佐藤氏は、第二の理由として、開発メンバーが現場の業務を深く理解していることを挙げる。自身も以前はビル管理業務に従事していたことから、現場の課題とは何か、何が必要とされているかを同じ目線で把握することができた。それを踏まえて開発を進めることで、ニーズに合った機能を提供することができる。
構築にあたっては、疑問やトラブルが生じた際の問題解決能力も大切だ。佐藤氏は、情報収集や疑問点の解決のためにTECH BLOG(https://navi.wingarc.com/)などを参照し、自力で解決できない問題に関してはウイングアーク1stのサポートを積極的に活用することで開発を進めていった。
全社に活用を広げることで、気づきを新しい価値やビジネスへとつなげていく
2024年4月段階で、MotionBoardを主に活用しているのはDX推進室とストックソリューション部。今後は、建築部門であるエンジニアリング部や、営業部門であるマーケティング部、東北、大阪、九州の各支店など、全社に導入を進めていく予定だ。
手塚氏は「MotionBoardが全社に普及することで、本社と支店で別々に担当しているお客様に対して、営業窓口一本化による効率的なアプローチが可能になるなど、新たな取り組みを進められると思います。住所という文字情報だけでは気づけなかったことや、物理的距離によって分断されていた情報が、システムを介して共有されることで、新しい価値の創出にも繋がっていくと思います。また、エンジニアリング部と連携して工事管理を効率化したり、マーケティング部と協力して新しいお客様を開拓したりするなど、相乗効果が生まれることを期待しています」と話す。

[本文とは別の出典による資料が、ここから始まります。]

Issue #3125, opened 2021-10-22
Slow-loading sensor plugin causes failure to load model plugins


scpeters:
Since https://github.com/osrf/gazebo/pull/3121 was recently merged, I have noticed a problem with some models that are slow to load. Specifically, if a model is spawned that contains a sensor plugin that is slow to load, it is possible that model plugins will fail to load, with the following error message:

~~~
[Err] [Model.cc:1061] Sensors failed to initialize when loading model[...] via the factory mechanism. Plugins for the model will not be loaded.
~~~

I believe this is caused by [this logic](https://github.com/osrf/gazebo/blob/gazebo11_11.8.1/gazebo/physics/Model.cc#L1025-L1036) in `Model::LoadPlugins` that skips loading of model plugins if the sensors take longer than 5 seconds to initialize, which includes the time required to load sensor plugins.

I have created a world file along with two test plugins to reproduce the failure in https://github.com/scpeters/gazebo/commit/8a2a4cca39beb055f7236a28ecbac113f567dd6c. The world has a `WorldSpawnModelPlugin` that spawns a model that has a single box with a camera sensor using the `SlowLoadingSensorPlugin` and the `InitialVelocityPlugin` as a model plugin. The box should be given an initial velocity after loading, but the slow-loading sensor plugin causes the model plugin to not be loaded, so the box remains at its initial pose.

scpeters:
Closed by #3126

PR #3126, opened 2021-10-22
Fix slow loading of spawned model with plugins

scpeters:
As reported in #3125, since #3121 was recently merged I have noticed a problem with some models that are slow to load. Specifically, if a model is spawned that contains a sensor plugin that is slow to load, it is possible that model plugins will fail to load, with the following error message:

~~~
[Err] [Model.cc:1061] Sensors failed to initialize when loading model[...] via the factory mechanism. Plugins for the model will not be loaded.
~~~

I believe this is caused by [this logic](https://github.com/osrf/gazebo/blob/gazebo11_11.8.1/gazebo/physics/Model.cc#L1025-L1036) in `Model::LoadPlugins` that skips loading of model plugins if the sensors take longer than 5 seconds to initialize, which includes the time required to load sensor plugins. I have increased this timeout to 50 seconds in https://github.com/osrf/gazebo/commit/2589d13b05919d58102ebb0ae5e8c435fa2ba57d, though I am open to suggestions for how to make this a configurable parameter.

I have added a regression test that loads a world file along with two test plugins to reproduce the failure. The world has a `WorldSpawnModelPlugin` that spawns a model that has a single box with a camera sensor using the `SlowLoadingSensorPlugin` and the `InitialVelocityPlugin` as a model plugin. The box should be given an initial velocity after loading.

### DIFF
--- a/gazebo/physics/Model.cc
+++ b/gazebo/physics/Model.cc
@@ -1034,11 +1034,12 @@ void Model::LoadPlugins()
   if (this->GetPluginCount() > 0)
   {
     int iterations = 0;
+    const int maxIterations = 500;
 
     // Wait for the sensors to be initialized before loading
     // plugins, if there are any sensors
     while (this->GetSensorCount() > 0 && !this->world->SensorsInitialized() &&
-           iterations < 50)
+           iterations < maxIterations)
     {
       common::Time::MSleep(100);
       iterations++;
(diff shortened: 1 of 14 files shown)


scpeters:
> I am open to suggestions for how to make this a configurable parameter.


I suppose we could add an SDFormat world parameter?

scpeters:
> I am open to suggestions for how to make this a configurable parameter.

I've added an SDFormat parameter in  the ignition xml namespace in https://github.com/osrf/gazebo/pull/3126/commits/35fb92125a9a11680cad489d8a05106e485667f7 and restored the default timeout to 5 seconds

jacobperron (approved):
The changes LGTM.

I would consider increasing the default timeout if you think users are more likely to run into the issue after updating Gazebo.

jacobperron (approved):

石川氏は、用途ごとに様々なシステムを立ち上げて、逐一IDとパスワードを入力していた従来の利用方法から脱却し、幅広い機能を持ったMotionBoardによる一本化で、全社の作業効率を向上させたいと語る。
福田氏は、MotionBoardが普及することで、ITスキルやデータ活用のリテラシーが向上し、データに基づき行動する文化が全社に浸透していくことに期待している。
佐藤氏は、多様な気づきを生み出すことが、MotionBoard活用による最大の効果だと語る。

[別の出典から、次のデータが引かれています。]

PR #3127, opened 2021-10-25
GUI option to change render rate

WilliamLewww:
The effect is not easily seen due to the choppiness of the GIF, but the render rate switches between 62 -> 15.

render_options


gazebo/gui/RenderOptionsWindowPrivate.hh
```diff
@@ -0,0 +1,42 @@
...
+  namespace gui
+  {
+    /// \class RenderOptionsWindowPrivate RenderOptionsWindowPrivate.hh
+    /// \brief Private data for the RenderOptionsWindowPrivate class.
+    class RenderOptionsWindowPrivate
+    {
+      /// \brief Button used to finalize render options.
+      public: QPushButton *okayButton;
+
+      /// \brief QT widget for reading the render rate used in the cloned
```
scpeters: whitespace at end of line

gazebo/gui/RenderOptionsWindow.hh
```diff
@@ -0,0 +1,70 @@
...
+{
+  namespace gui
+  {
+    class RenderOptionsWindowPrivate;
+
+    /// \addtogroup gazebo_gui GUI
+    /// \brief The graphical user interface
+    /// \{
+
+    /// \class RenderOptionsWindow RenderOptionsWindow.hh
```
scpeters: whitespace at end of line

gazebo/gui/RenderOptionsWindowPrivate.hh
```diff
@@ -0,0 +1,42 @@
...
+ *
+ * Unless required by applicable law or agreed to in writing, software
+ * distributed under the License is distributed on an "AS IS" BASIS,
+ * WITHOUT WARRANTIES OR CONDITIONS OF ANY KIND, either express or implied.
+ * See the License for the specific language governing permissions and
+ * limitations under the License.
+ *
+*/
+#ifndef _GAZEBO_CLONE_WINDOW_PRIVATE_HH_
+#define _GAZEBO_CLONE_WINDOW_PRIVATE_HH_
```
scpeters: fix header guard

gazebo/rendering/UserCamera.hh
```diff
@@ -294,6 +294,12 @@ namespace gazebo
       /// \param[in] _msg New pose message.
       private: void OnJoyPose(ConstPosePtr &_msg);
 
+      /// \brief Handles incoming relative joystick messages.
+      /// Incoming joystick messages are used to control
+      /// translation and rotation rates of the camera position.
+      /// \param[in] _msg New joystick message.
```
scpeters: replace `joystick` in these doc-strings with proper description

scpeters (commented):
merging with gazebo11 should fix the ABI checker

also, I think you could add the render rate to the GUI section of the ModelListWidget on the left-hand side of the screen by adding some code to [ModelListWidget::FillUserCamera](https://github.com/osrf/gazebo/blob/gazebo11_11.8.1/gazebo/gui/ModelListWidget.cc#L3421), since that method already has a pointer to the user camera. If you do this, then you could remove the new code for RenderOptionsWindow, so you can ignore any comments I made about those files if you end up removing the code

WilliamLewww:
> merging with gazebo11 should fix the ABI checker
> 
> also, I think you could add the render rate to the GUI section of the ModelListWidget on the left-hand side of the screen by adding some code to [ModelListWidget::FillUserCamera](https://github.com/osrf/gazebo/blob/gazebo11_11.8.1/gazebo/gui/ModelListWidget.cc#L3421), since that method already has a pointer to the user camera. If you do this, then you could remove the new code for RenderOptionsWindow, so you can ignore any comments I made about those files if you end up removing the code

Changed the position of the render rate tool.
gui

scpeters:
nice work! I noticed a test failure and weird console error message while testing, so I've fixed those in https://github.com/osrf/gazebo/pull/3127/commits/a6a827d92cbd407a149337e9c971b031cafd1eb1

gazebo/gui/ModelListWidget.hh
```diff
@@ -24,6 +24,7 @@
 #include <ignition/msgs/plugin_v.pb.h>
 
 #include "gazebo/gui/qt.h"
+#include "gazebo/gui/RenderWidget.hh"
```
scpeters: I think we could use a forward declaration a few lines below as `class RenderWidget;` instead of including this header file

gazebo/gui/ModelListWidget.hh
```diff
@@ -44,6 +45,8 @@ namespace gazebo
       public: explicit ModelListWidget(QWidget *_parent = 0);
       public: virtual ~ModelListWidget();
 
+      public: void ConnectRenderWidget(RenderWidget* renderWidget);
```
scpeters: add doc-string for the new function, even though most others don't have them

gazebo/gui/ModelListWidgetPrivate.hh
```diff
@@ -132,6 +133,8 @@ namespace gazebo
 
       /// \brief Node for ignition transport communication.
       public: ignition::transport::Node ignNode;
+
+      public: RenderWidget* renderWidget;
```
scpeters: add doc-string for the new member variable, even though some others don't have them

gazebo/gui/ModelListWidget.cc
```diff
@@ -843,10 +851,27 @@ void ModelListWidget::GUICameraPropertyChanged(QtProperty *_item)
...
+  QtProperty *cameraRenderRateProperty = this->ChildItem(cameraProperty,
+      "render rate");
+  if (cameraRenderRateProperty && changedProperty == "render rate")
+  {
+    rendering::UserCameraPtr cam = gui::get_active_camera();
+
+    if (cam)
+    {
+      cam->SetRenderRate(this->dataPtr->variantManager->value(
+          this->ChildItem(cameraRenderRateProperty, "render rate")).toDouble());
```
scpeters: nit: this value is duplicated; instead use a variable to store this value and reference it on this line and in the statement below

~~~
double renderRate = this->dataPtr->variantManager->value(
    this->ChildItem(cameraRenderRateProperty, "render rate")).toDouble();
~~~

scpeters (commented):
I've noticed a few more things; I will fix them myself in another commit

gazebo/gui/ModelListWidget.cc
scpeters: https://github.com/osrf/gazebo/pull/3127/commits/ef876fda10031a6dc199aff4953fa155d31b6390

gazebo/gui/ModelListWidgetPrivate.hh
scpeters: https://github.com/osrf/gazebo/pull/3127/commits/ef876fda10031a6dc199aff4953fa155d31b6390

gazebo/gui/ModelListWidget.hh
scpeters: https://github.com/osrf/gazebo/pull/3127/commits/ef876fda10031a6dc199aff4953fa155d31b6390

gazebo/gui/ModelListWidget.hh
scpeters: https://github.com/osrf/gazebo/pull/3127/commits/ef876fda10031a6dc199aff4953fa155d31b6390

scpeters:
Mark just asked how feasible it would be to specify the GUI render rate from the `<gui>` element in a world file, and as I started thinking about how to implement it, it occurs to me that perhaps we should create a GUI event for changing the render rate instead of adding the `ModelListWidget::ConnectRenderWidget` method.

what do you think @iche033 ?

scpeters:
> Mark just asked how feasible it would be to specify the GUI render rate from the `<gui>` element in a world file, and as I started thinking about how to implement it, it occurs to me that perhaps we should create a GUI event for changing the render rate instead of adding the `ModelListWidget::ConnectRenderWidget` method.
> 
> what do you think @iche033 ?

I've implemented the approach using a GUI event in https://github.com/osrf/gazebo/pull/3127/commits/595f23581a94eef2f74fbd5235f53ef52751ee98

iche033:
> I've implemented the approach using a GUI event in 595f235

yep, looks good to me.

scpeters:
I used `invokeMethod` in https://github.com/osrf/gazebo/pull/3127/commits/e9e162ed96fb28f80af42c74d3b6d2ceab009477 at @iche033's suggestion to address some threading issues I found while testing an approach to loading the render rate from a world file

「自分が属する部門の仕事だけではなく、他部門の仕事内容や強みなどを知ることができれば、そこから新たな気づきが生まれます。部門間で協力すれば、現在の業務をより効率化できるだけでなく、新しいビジネスチャンスや事業を生み出すヒントが得られます。また、2024年10月に稼働する新会計システムのデータも即座にMotionBoardに反映させることで、経営判断に必要なデータを迅速・且つ正確に、経営層や各支店へ提供することができます」(佐藤氏)。
今後も、エフビーエスはMotionBoardの活用によって、業務効率化と働き方改革、データに基づく経営を強力に推し進めていく。